*** Block opens ***

PR #5443, opened 2016-12-16
(PUP-6982) Allow keys to be specified using patterns in lookup_options

thallgren:
Before this commit, in order for a key to have lookup options specified,
the options had to be keyed with that same exact key. Now, such options can
also be defined for keys that matches a specific pattern. This is achieved
by treating all keys that start with a '^' as regular expression patterns.
A key that matches such a pattern is considered to have the options below
that key.

The commit also adds a check that key or pattern under `lookup_options`
in a module only can identify keys that belong to that module. Keys must
 start with "<module_name>::" and patterns must start with "^" followed
 by "<module_name>::".

### DIFF
--- a/spec/unit/functions/lookup_spec.rb
+++ b/spec/unit/functions/lookup_spec.rb
@@ -250,6 +250,73 @@ describe "The lookup function" do
       end
     end
 
+    context 'with lookup_options configured using patterns' do
+      let(:environment_files) do
+        {
+          env_name => {
+            'hiera.yaml' => <<-YAML.unindent,
+              ---
+              version: 5
+              hierarchy:
+                - name: X
+                  paths:
+                  - first.yaml
+                  - second.yaml
+              YAML
+            'data' => {
+              'first.yaml' => <<-YAML.unindent,
+                a:
+                  aa:
+                    aaa: a.aa.aaa
+                b:
+                  ba:
+                    baa: b.ba.baa
+                  bb:
+                    bba: b.bb.bba
+                c:
+                  ca:
+                    caa: c.ca.caa
+                lookup_options:
+                  b:
+                    merge: hash
+                  '^[^b]':
+                     merge: deep
+                  '^c':
+                     merge: first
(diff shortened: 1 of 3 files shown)


spec/unit/functions/lookup_spec.rb
```diff
@@ -250,6 +250,73 @@ def explain(key, options = {})
...
+        expect(lookup('a')).to eql({'aa' => { 'aaa' => 'a.aa.aaa', 'aab' => 'a.aa.aab' }})
+      end
+
+      it 'gives a direct key match higher priority than a matching pattern' do
+        expect(lookup('b')).to eql({'ba' => { 'baa' => 'b.ba.baa' }, 'bb' => { 'bba'=>'b.bb.bba' }})
+      end
+
+      it 'uses the first matching pattern' do
+        expect(lookup('c')).to eql({'ca' => { 'caa' => 'c.ca.caa', 'cab' => 'c.ca.cab' }})
+      end
```
hlindberg: This only has one matching pattern. There needs to be a test that tests that the first matching pattern of a set of matching patterns is selected. For example ^c.* pattern comes before ^c pattern (both matching 'ca').

spec/unit/functions/lookup_spec.rb
```diff
@@ -250,6 +250,73 @@ def explain(key, options = {})
...
+    end
+
```
hlindberg: Test that pattern based lookup_entries merge across the layers based on the pattern. For example ^c in one layer merges with ^c in another, but does not merge with ^c.* (matches the same key, but is a different pattern).

spec/unit/functions/lookup_spec.rb
thallgren: Not sure I understand. 'c' matches both ^[^b] and '^c' so there are at least two matching patterns.

hlindberg: ok - I missed that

*** Block closes ***

→ ABOUT THIS EXERCISE:
Please retype all of the data above exactly as it appears.

→ RESPONSE TO THIS TASK:
PR #5443, opened 2016-12-16
(PUP-6982) Allow keys to be specified using patterns in lookup_options

thallgren:
Before this commit, in order for a key to have lookup options specified,
the options had to be keyed with that same exact key. Now, such options can
also be defined for keys that matches a specific pattern. This is achieved
by treating all keys that start with a '^' as regular expression patterns.
A key that matches such a pattern is considered to have the options below
that key.

The commit also adds a check that key or pattern under `lookup_options`
in a module only can identify keys that belong to that module. Keys must
 start with "<module_name>::" and patterns must start with "^" followed
 by "<module_name>::".

### DIFF
--- a/spec/unit/functions/lookup_spec.rb
+++ b/spec/unit/functions/lookup_spec.rb
@@ -250,6 +250,73 @@ describe "The lookup function" do
       end
     end
 
+    context 'with lookup_options configured using patterns' do
+      let(:environment_files) do
+        {
+          env_name => {
+            'hiera.yaml' => <<-YAML.unindent,
+              ---
+              version: 5
+              hierarchy:
+                - name: X
+                  paths:
+                  - first.yaml
+                  - second.yaml
+              YAML
+            'data' => {
+              'first.yaml' => <<-YAML.unindent,
+                a:
+                  aa:
+                    aaa: a.aa.aaa
+                b:
+                  ba:
+                    baa: b.ba.baa
+                  bb:
+                    bba: b.bb.bba
+                c:
+                  ca:
+                    caa: c.ca.caa
+                lookup_options:
+                  b:
+                    merge: hash
+                  '^[^b]':
+                     merge: deep
+                  '^c':
+                     merge: first
(diff shortened: 1 of 3 files shown)


spec/unit/functions/lookup_spec.rb
```diff
@@ -250,6 +250,73 @@ def explain(key, options = {})
...
+        expect(lookup('a')).to eql({'aa' => { 'aaa' => 'a.aa.aaa', 'aab' => 'a.aa.aab' }})
+      end
+
+      it 'gives a direct key match higher priority than a matching pattern' do
+        expect(lookup('b')).to eql({'ba' => { 'baa' => 'b.ba.baa' }, 'bb' => { 'bba'=>'b.bb.bba' }})
+      end
+
+      it 'uses the first matching pattern' do
+        expect(lookup('c')).to eql({'ca' => { 'caa' => 'c.ca.caa', 'cab' => 'c.ca.cab' }})
+      end
```
hlindberg: This only has one matching pattern. There needs to be a test that tests that the first matching pattern of a set of matching patterns is selected. For example ^c.* pattern comes before ^c pattern (both matching 'ca').

spec/unit/functions/lookup_spec.rb
```diff
@@ -250,6 +250,73 @@ def explain(key, options = {})
...
+    end
+
```
hlindberg: Test that pattern based lookup_entries merge across the layers based on the pattern. For example ^c in one layer merges with ^c in another, but does not merge with ^c.* (matches the same key, but is a different pattern).

spec/unit/functions/lookup_spec.rb
thallgren: Not sure I understand. 'c' matches both ^[^b] and '^c' so there are at least two matching patterns.

hlindberg: ok - I missed that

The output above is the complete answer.